Figure 4a shows the evaporation data obtained by combining the test values at the end of each fold for the SCG(4,2,2,1) model; a corresponding scatter diagram is shown in Fig. 4b. As seen in Fig. 4a, the estimated and observed evaporation values converged, with the exception of some peak values.

Fig. 4
figure 4

a The time series of all data generated by the SCG(4,2,2,1) model established. b The scatter diagram

This is also observed in the scatter diagram in Fig. 4b. The coefficient of determination for all test data was calculated as 0.854. This value is an adequate achievement in terms of usability of the proposed model in situations where evaporation cannot be determined via direct or indirect methods.

4 Conclusions

In this study, usability of ANNs (MLP and RBFN) and ε-SVR artificial intelligence methods in the estimation of evaporation amount has been studied. In the formation of ANN models, four different ANN algorithms consisting of GDX, LVM, SCG, and RBP were used in the MLP method. The obtained results were compared with the results of empirical Meyer and Romanenko equations used in the estimation of evaporation amount. With this purpose, temperature, relative humidity, wind speed, and precipitation parameters of factors affecting evaporation were used as inputs and class A pan evaporation values were used as outputs. Data used belongs to Beysehir meteorology observation station.

Beysehir observation station is one of the three meteorology stations which make class A pan evaporation observations and represent the evaporation on lake surface area in Beysehir Lake catchment area and its immediate surroundings. As a result of the comparison of all obtained model performances, it was observed that all ANN models are more successful than ε-SVR and empirical Meyer and Romanenko methods. Nonetheless, both in ε-SVR and Meyer and Romanenko methods, an achievement of over 80 % was reached compared to R 2.

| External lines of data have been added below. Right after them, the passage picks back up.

PR #409, opened 2023-09-18
Redact sensitive values on config logging

ezdac:
This introduces another `shconfig` tag `sensitive`.
When using the `LogConfig` function, all values tagged with sensitive will be redacted upon logging and a `(sensitive)` value will be shown instead.
The tree-traversal based dict-parsing function might not be the most efficient, but logging of the config values is expected to be done infrequently / once only.

### DIFF
--- a/rolling-shutter/medley/configuration/traverse.go
+++ b/rolling-shutter/medley/configuration/traverse.go
@@ -1,6 +1,7 @@
 package configuration
 
 import (
+	"encoding"
 	"fmt"
 	"io"
 	"reflect"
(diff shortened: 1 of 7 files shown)


rolling-shutter/medley/configuration/traverse.go
```diff
@@ -38,12 +40,31 @@ func extractTags(field *reflect.StructField) tagOptions {
...
+	_, sensitive := tags["sensitive"]
 	return tagOptions{
 		setExplicitly: true,
 		required:      required,
+		sensitive:     sensitive,
 	}
 }
 
+// GetSensitiveRecursive will return all sensitive config paths.
+func GetSensitiveRecursive(root Config) map[string]any {
```
schmir, line 52: We use `struct{}` as the value type for maps used like sets.  I think we should also do this here as it makes the code a bit clearer. In case I'm  wrong and we need the value, I don't understand why this isn't a bool.

PR #55, opened 2018-03-28
Switch to topkg

rgrinberg:
This PR switches the release process to use topkg. This makes releasing much more less manual and more consistent. Some things to keep in mind:

* We no longer need to use cppo to substitute version numbers
* To actually make the github submission, we will need to use opam publish. Due to unfortunate circumstances, opam-publish is only available on OCaml 4.05.0. So if you have a 4.05.0 switch then great. Otherwise, you will have to do the last step manually.

The release process with topkg is as follows:

```
topkg tag # tags a release using the version number in the CHANGELOG.md
topkg distrib --skip-build --skip-lint --skip-tests # creates a tarball that will be the release
topkg publish distrib --verbose # uploads the tarball the github
topkg opam pkg # creates the local opam package submission in _build
topkg opam submit # requires opam publish. if you don't have it then simply copy paste the files in _build into your local opam-repository and make the PR yourself.
```

Note that it's important to create our own tarball here. Github likes to change the archives they host which correspond to git tags subtly, and hence invalidate the checksums. Uploading our own tarballs protects against this tampering.


mjambon:
Thanks for the patch and for the instructions.

I haven't tried topkg yet beyond `topkg tag` (for the atd repo). If you need to make a release urgently, you can proceed, otherwise I'd prefer to do it myself so I learn something.

(my schedule is packed with other things; not sure when I'll get to it)

rgrinberg:
There's no rush. It would be ideal if we both us did the releases the same
way so take your time and feel free to ask.

PR #57, opened 2018-07-10
fix jbuild dependencies for cppo generation

avsm:
Without this fix, there is an occasional build race on trying
to find `type.ml`:

```
Error: File "yojson.cppo.mli", line 43, characters 0-19
Error: Cannot find included file "type.ml"
```

Also remove a duplicate dependency on `type.ml` in the previous
rule as part of this PR.

Signed-off-by: Anil Madhavapeddy <anil@recoil.org>

### DIFF
--- a/lib/jbuild
+++ b/lib/jbuild
@@ -9,7 +9,6 @@
     read.ml
     write.ml
     safe.ml
-    type.ml
     pretty.ml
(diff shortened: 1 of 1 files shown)


mjambon:
Well-spotted, thanks!

Issue #61, opened 2018-09-13
Failure "oops" from Yojson.Safe.to_channel


NathanReb:
I recently hit the `Failure "oops"` raised at https://github.com/mjambon/yojson/blob/master/lib/write.ml#L31.

I unfortunately haven't been able to reproduce it in a minimal example so far but here are the debug log and the `yojson` part of the stacktrace:

```
src="CKA_ALWAYS_SENSITIVE" start=0 len=20
```
```
Called from file "write.ml", line 52, characters 2-24
Called from file "write.ml", line 329, characters 4-21
Called from file "write.ml", line 284, characters 6-15
Called from file "write.ml", line 334, characters 2-24
Called from file "write.ml", line 290, characters 6-15
Called from file "write.ml", line 339, characters 2-29
Called from file "write.ml", line 284, characters 6-15
Called from file "write.ml", line 339, characters 2-29
Called from file "write.ml", line 290, characters 6-15
Called from file "write.ml", line 334, characters 2-24
Called from file "write.ml", line 290, characters 6-15
Called from file "write.ml", line 334, characters 2-24
Called from file "write.ml", line 290, characters 6-15
Called from file "write.ml", line 339, characters 2-29
Called from file "write.ml", line 290, characters 6-15
Called from file "write.ml", line 334, characters 2-24
Called from file "write.ml", line 457, characters 2-21
```

The error seems unrelated to the `Yojson.Safe.json` value which I can write to a file or string without any problem or even to a seemingly identical `out_channel` in utop.

The commit that triggers this exception doesn't change either the `open_out_gen` or the `Yojson.Safe.to_channel` calls so it's a bit of a nightmare to debug.

How about making this error more explicit, for example by reraising the caught exception instead of the `failwith` ?

NathanReb:
Just to clarify: I don't think it's a bug from `yojson` but it could use a better error reporting, happy to contribute with a PR for the reraise if you feel like that's the right way to go!

mjambon:
Oh, that's awful. Sorry about that.

A first step would be to print the exception raised by `Bi_outbuf.add_substring` as well as the state of the output buffer (the `int` fields in https://github.com/mjambon/biniou/blob/master/src/bi_outbuf.mli#L3-L40). The workflow for this is to `git clone` yojson, edit it, and `opam pin` it so as to use this version instead of the one coming from the opam repository. That will take care of rebuilding all the opam packages that depend on it. Then you can rebuild your application and see what's going on.

[...]

PR #64, opened 2018-10-25
Don't ignore exceptions

### LINKED ISSUE #62: Don't ignore exceptions
#61 was a bug that was hard to fix because an exception coming from another library was not reported and instead `Failure "oops"` (sic) was raised.

This task is to make sure that any exception that's caught is reported, translated accurately, or re-raised.

NathanReb:
Fixes #62 

I've been looking through the code to find other cases than the one mentioned in #61, mostly grep-ing `with` and `exception`.

It all seems good. I've noted two things that could eventually be swallowing exceptions but didn't want to take actions as they probably don't require one:
1. There are a bunch of `try ... with _ ->` which all surround single standard library function calls such as `int_of_string` or `List.nth`. It could eventually be narrowed to catching a specific exception as the doc specifies which one it's supposed to raise. The only thing that I imagine could go wrong is that it could catch a `Sys.Break` if enabled.
2. In [`read.mll`](https://github.com/mjambon/yojson/blob/master/lib/read.mll#L1151) if the finalizer passed to `stream_from_lexbuf` raises in the error case, the exception is silenced. Since the finalizer argument is exposed through the API that's entirely possible. It might be worth logging the exception somehow while still re-raising the one raised by `from_lexbuf`.

If you have anything in mind that I could've missed I'm happy to take a look!

### DIFF
--- a/CHANGES.md
+++ b/CHANGES.md
@@ -4,3 +4,4 @@
 ### Changes
 
 - reraise exceptions in `finish_string` instead of silencing them by raising a `Failure _`
+- raise finalizer exceptions in `from_channel` and `from_lexbuf` readers
--- a/CHANGES.md
+++ b/CHANGES.md
@@ -1,2 +1,6 @@
 1.4.2 (next)
 ------------
+
+### Changes
+
+- reraise exceptions in `finish_string` instead of silencing them by raising a `Failure _`
--- a/lib/read.mli
+++ b/lib/read.mli
@@ -6,8 +6,10 @@ val compact : ?std:bool -> string -> string
   (** Combined parser and printer.
       See [to_string] for the role of the optional [std] argument. *)
 
-
 (** {2 JSON readers} *)
+
+exception Finally of exn * exn
+(** Exception describing a failure in both finalizer and parsing. *)
 
 val from_string :
   ?buf:Bi_outbuf.t ->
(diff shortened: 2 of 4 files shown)


NathanReb:
I didn't add a test as there aren't any but I'd also be happy to do that if you like it's worth it.

NathanReb:
Just wanted to check if you have had the time to give a look at this @mjambon

mjambon:
Sorry about not reacting. It's hard to find time for this even if it's not much work for me. I'd like to hand off the project to https://github.com/ocaml-community as well as other open-source OCaml projects that I once started. I didn't get around to doing this.

mjambon:
We'll have to document in the next release that new exceptions are being raised.

Regarding this in `read.mll`:
```ocaml
        | e ->
            (try fin () with _ -> ());
            raise e
```

I suppose we could just not catch exceptions raised by `fin`, which is a reasonable policy. I don't know if it's the common behavior that people expect from a try-finally construct. In the absence of better insight, I'd go with what's more common or more expected by users. Perhaps then we'd have to call `close_in_noerr` instead of `close_in` where we have currently `let fin () = close_in ic in`. Not sure which is more helpful to the user.

mjambon:
@NathanReb let me know if you want to make further changes or if I should merge this, which is fine by me.

NathanReb:
I'll take a look at the finalizer thing first and get back to you ASAP!

NathanReb:
So I had a look at what `try-finally` constructs in the wild look like:
- `containers` will raise the finalizer's exception, see [here](https://github.com/c-cube/ocaml-containers/blob/master/src/core/CCFun.ml#L45)
- `base`'s `protect` will raise both using a `Finally of exn * exn`, see [here](https://github.com/janestreet/base/blob/master/src/exn.ml#L68)

I think `base`'s solution definitely is the best. What would you think about adding such an exception in `yojson`?

About `1.`, should I leave it as it is or restrict it to specific exceptions ?

NathanReb:
I pushed some changes.

I updated `CHANGES.md` and added the aforementioned `Finally of exn * exn`. Let me know what you think!

mjambon:
Thanks! This looks like it will get the job done. Merging.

The best performance among utilized ANN algorithms was displayed with R 2 = 0.905 value in test period by the model which had SCG(4,2,2,1) network structure. Model results obtained by using the data belonging to Beysehir observation station have shown that artificial intelligence methods such as ANN and SVR have achieved considerable success in the estimation of air evaporation amount. The success of Meyer and Romanenko methods which estimate evaporation by using less parameter is also very close to that of ANN and SVR methods.

As the estimation of evaporation amount from water surface is quite difficult due to the complexity of evaporation mechanism and the abundance of factors affecting evaporation, the success of models obtained from such artificial intelligence methods is significant.

When the obtained results are evaluated, with models to be developed by using the data belonging to other two observation stations which are situated in Beysehir Lake Basin along with Beysehir observation station and which represent the evaporation on water surface, estimation of evaporation amount of Beysehir Lake, which holds great importance in providing both drinking water and irrigation water, shall be possible. Therefore, in terms of water potential of the lake reservoir, the capacity to estimate the evaporation amount is of considerable significance to take precautions against water shortages and develop strategies beforehand. Moreover, with these models to be formed, it shall be possible to make various hydrologic analyses and, hence, conduct studies with the purpose of improving water resources.